TASK STATEMENT:
Lines in which "above" appears should be pulled from the data below.

EXERCISE MATERIAL:

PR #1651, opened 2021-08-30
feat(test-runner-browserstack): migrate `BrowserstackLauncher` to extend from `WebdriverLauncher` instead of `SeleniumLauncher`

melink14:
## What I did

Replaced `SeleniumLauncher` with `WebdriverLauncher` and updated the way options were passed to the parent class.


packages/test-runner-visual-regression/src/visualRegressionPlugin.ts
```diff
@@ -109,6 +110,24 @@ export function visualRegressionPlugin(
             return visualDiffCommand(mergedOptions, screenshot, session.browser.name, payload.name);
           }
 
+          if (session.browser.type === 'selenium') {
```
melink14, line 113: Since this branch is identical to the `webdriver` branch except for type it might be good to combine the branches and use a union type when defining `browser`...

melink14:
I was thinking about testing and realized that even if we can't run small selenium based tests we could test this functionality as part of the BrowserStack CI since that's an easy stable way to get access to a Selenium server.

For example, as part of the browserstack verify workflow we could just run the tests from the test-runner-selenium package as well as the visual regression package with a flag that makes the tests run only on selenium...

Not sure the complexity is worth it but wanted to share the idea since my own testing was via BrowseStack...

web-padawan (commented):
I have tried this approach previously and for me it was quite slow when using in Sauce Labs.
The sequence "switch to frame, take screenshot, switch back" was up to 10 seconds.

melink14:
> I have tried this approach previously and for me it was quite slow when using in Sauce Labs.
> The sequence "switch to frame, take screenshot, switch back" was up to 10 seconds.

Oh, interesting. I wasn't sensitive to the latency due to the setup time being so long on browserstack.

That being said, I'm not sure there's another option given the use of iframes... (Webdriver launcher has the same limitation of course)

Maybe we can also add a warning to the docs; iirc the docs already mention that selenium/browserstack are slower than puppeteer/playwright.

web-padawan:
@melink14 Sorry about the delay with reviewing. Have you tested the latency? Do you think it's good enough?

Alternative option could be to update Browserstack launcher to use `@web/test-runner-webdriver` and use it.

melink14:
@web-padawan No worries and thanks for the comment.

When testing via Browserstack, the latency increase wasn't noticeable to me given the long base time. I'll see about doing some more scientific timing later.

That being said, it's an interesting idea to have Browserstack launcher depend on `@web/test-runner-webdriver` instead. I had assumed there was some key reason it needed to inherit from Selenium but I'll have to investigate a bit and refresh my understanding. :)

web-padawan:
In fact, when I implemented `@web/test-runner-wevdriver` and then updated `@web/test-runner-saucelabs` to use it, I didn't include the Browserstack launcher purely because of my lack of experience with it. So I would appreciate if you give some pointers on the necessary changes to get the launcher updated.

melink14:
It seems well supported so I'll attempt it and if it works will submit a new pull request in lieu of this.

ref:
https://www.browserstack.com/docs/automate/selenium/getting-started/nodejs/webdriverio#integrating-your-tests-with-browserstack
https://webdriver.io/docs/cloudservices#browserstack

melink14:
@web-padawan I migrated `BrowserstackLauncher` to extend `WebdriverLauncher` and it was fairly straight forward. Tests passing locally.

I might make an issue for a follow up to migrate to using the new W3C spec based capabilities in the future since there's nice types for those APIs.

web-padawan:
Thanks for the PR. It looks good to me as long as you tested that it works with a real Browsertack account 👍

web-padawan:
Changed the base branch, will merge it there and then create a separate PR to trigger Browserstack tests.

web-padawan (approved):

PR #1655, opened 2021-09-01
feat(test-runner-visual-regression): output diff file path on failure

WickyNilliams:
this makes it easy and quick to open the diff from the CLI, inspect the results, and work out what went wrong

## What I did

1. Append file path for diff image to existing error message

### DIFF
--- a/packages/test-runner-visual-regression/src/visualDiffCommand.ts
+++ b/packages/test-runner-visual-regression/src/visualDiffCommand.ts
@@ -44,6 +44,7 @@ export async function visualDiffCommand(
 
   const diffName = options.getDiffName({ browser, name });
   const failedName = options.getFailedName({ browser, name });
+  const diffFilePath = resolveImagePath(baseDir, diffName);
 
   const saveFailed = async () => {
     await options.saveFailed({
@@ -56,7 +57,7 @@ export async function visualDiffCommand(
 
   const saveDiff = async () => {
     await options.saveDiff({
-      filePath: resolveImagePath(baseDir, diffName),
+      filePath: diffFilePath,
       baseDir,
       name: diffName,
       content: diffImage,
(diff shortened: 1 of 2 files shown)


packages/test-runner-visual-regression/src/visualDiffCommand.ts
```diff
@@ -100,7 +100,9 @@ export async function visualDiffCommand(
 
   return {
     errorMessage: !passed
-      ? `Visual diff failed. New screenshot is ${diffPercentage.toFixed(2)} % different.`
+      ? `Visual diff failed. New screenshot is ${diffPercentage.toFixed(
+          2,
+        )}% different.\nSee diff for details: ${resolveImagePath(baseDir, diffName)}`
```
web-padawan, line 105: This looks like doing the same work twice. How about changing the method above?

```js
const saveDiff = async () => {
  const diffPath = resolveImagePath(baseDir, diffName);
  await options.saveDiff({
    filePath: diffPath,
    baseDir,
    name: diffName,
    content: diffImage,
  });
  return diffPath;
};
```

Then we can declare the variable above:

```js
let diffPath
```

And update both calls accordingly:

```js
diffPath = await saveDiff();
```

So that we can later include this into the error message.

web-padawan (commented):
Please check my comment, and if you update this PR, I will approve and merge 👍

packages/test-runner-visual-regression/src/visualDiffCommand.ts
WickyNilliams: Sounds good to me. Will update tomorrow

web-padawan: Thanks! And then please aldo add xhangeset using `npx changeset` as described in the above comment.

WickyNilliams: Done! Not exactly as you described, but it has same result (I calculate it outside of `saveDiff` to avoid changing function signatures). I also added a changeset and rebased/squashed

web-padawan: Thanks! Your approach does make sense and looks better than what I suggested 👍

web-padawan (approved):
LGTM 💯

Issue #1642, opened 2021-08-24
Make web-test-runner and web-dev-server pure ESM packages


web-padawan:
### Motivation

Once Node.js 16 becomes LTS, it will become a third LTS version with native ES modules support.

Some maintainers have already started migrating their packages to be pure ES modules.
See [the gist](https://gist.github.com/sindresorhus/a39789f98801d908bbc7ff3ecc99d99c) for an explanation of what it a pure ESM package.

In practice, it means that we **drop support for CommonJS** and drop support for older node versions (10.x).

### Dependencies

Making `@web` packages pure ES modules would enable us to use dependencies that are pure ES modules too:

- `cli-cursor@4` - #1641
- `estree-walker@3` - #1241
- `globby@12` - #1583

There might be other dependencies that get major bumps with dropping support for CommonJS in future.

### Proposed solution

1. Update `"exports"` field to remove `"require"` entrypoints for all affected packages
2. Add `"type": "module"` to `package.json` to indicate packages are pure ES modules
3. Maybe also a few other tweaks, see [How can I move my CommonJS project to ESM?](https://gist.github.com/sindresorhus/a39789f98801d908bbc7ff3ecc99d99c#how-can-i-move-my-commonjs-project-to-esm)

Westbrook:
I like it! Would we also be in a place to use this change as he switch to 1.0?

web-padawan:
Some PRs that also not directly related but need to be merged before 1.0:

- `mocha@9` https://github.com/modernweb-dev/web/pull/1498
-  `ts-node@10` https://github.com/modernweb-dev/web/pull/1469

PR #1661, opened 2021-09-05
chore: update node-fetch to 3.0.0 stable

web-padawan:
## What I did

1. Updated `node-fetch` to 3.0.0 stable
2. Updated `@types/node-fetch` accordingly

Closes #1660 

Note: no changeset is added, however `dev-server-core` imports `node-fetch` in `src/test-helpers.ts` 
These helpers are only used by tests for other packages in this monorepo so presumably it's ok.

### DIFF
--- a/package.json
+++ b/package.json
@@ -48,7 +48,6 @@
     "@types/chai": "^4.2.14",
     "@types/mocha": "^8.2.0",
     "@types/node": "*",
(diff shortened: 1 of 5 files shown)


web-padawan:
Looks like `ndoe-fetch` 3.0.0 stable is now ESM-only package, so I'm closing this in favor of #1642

--

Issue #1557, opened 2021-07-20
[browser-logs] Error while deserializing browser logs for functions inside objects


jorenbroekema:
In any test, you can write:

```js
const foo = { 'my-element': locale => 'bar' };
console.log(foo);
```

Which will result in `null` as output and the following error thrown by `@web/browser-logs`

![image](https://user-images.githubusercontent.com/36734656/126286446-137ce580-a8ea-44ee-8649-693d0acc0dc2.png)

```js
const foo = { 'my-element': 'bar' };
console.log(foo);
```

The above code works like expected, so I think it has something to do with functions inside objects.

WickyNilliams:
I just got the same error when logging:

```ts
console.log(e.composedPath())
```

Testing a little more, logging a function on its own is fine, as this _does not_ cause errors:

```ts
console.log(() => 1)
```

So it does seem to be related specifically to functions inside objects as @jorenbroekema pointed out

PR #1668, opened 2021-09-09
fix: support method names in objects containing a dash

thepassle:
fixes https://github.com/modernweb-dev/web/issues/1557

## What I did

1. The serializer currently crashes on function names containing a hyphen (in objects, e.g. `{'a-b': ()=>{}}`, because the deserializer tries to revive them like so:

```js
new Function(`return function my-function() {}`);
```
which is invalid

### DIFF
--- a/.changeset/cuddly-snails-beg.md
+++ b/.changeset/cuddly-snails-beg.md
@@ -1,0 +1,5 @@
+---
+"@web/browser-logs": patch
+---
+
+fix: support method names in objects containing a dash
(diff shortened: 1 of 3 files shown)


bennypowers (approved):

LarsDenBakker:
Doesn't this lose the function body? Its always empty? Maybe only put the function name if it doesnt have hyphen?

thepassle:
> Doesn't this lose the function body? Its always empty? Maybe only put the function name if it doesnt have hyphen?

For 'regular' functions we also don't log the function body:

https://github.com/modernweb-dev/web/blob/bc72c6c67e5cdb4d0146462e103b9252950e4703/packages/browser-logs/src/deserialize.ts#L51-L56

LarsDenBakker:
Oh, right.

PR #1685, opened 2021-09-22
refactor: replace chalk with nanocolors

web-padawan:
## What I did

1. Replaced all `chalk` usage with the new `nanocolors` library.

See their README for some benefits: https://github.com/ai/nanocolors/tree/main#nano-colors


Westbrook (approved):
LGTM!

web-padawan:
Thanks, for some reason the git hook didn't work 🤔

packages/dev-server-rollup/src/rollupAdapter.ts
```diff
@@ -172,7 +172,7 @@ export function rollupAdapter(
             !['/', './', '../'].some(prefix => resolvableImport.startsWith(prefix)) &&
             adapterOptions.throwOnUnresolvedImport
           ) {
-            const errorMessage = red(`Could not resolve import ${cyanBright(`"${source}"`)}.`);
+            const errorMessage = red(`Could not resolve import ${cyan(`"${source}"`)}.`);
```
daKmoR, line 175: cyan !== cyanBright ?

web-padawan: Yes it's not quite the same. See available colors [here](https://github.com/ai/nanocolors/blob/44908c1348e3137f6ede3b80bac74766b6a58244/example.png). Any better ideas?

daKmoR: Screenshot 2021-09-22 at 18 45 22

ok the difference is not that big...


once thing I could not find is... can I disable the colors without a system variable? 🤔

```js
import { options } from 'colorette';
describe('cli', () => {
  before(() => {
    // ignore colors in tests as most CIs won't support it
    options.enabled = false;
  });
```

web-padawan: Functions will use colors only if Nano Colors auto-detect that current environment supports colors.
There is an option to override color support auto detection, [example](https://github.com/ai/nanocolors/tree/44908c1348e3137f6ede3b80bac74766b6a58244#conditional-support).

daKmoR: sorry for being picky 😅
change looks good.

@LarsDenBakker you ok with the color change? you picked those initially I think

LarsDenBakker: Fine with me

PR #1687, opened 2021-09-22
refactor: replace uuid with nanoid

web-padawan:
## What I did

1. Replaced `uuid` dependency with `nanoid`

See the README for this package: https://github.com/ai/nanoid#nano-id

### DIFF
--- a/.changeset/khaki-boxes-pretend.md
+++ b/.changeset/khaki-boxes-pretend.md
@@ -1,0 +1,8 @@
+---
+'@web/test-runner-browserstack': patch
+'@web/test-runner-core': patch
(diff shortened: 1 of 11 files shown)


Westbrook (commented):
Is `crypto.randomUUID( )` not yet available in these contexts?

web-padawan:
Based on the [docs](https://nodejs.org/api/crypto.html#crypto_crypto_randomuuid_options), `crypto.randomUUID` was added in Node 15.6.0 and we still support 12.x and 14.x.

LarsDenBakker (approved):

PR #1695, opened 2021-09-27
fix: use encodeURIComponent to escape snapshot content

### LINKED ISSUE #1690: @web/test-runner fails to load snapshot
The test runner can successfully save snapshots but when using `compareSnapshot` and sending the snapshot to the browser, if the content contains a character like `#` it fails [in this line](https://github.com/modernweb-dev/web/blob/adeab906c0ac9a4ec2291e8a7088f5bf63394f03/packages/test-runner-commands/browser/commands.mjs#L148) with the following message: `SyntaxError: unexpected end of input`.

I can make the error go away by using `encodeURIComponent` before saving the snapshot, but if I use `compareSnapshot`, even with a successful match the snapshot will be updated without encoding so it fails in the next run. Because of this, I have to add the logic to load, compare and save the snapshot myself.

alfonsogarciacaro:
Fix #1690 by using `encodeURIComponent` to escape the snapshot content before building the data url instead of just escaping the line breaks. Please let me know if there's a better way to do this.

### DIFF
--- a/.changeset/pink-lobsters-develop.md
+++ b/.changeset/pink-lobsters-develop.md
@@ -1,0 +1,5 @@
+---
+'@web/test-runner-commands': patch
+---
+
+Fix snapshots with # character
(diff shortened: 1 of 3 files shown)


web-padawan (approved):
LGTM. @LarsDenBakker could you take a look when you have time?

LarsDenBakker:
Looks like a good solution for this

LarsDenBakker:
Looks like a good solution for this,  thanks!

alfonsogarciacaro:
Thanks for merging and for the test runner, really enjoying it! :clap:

--

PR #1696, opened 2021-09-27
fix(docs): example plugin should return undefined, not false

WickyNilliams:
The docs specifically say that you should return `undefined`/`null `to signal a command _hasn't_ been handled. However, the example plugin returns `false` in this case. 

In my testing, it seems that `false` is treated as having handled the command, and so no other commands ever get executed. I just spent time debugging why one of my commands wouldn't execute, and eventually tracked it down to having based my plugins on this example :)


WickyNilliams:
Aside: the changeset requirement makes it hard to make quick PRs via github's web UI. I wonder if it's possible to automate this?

RESULT FOR THIS EXERCISE:
web-padawan, line 105: This looks like doing the same work twice. How about changing the method above?
Then we can declare the variable above:
web-padawan: Thanks! And then please aldo add xhangeset using `npx changeset` as described in the above comment.
The above code works like expected, so I think it has something to do with functions inside objects.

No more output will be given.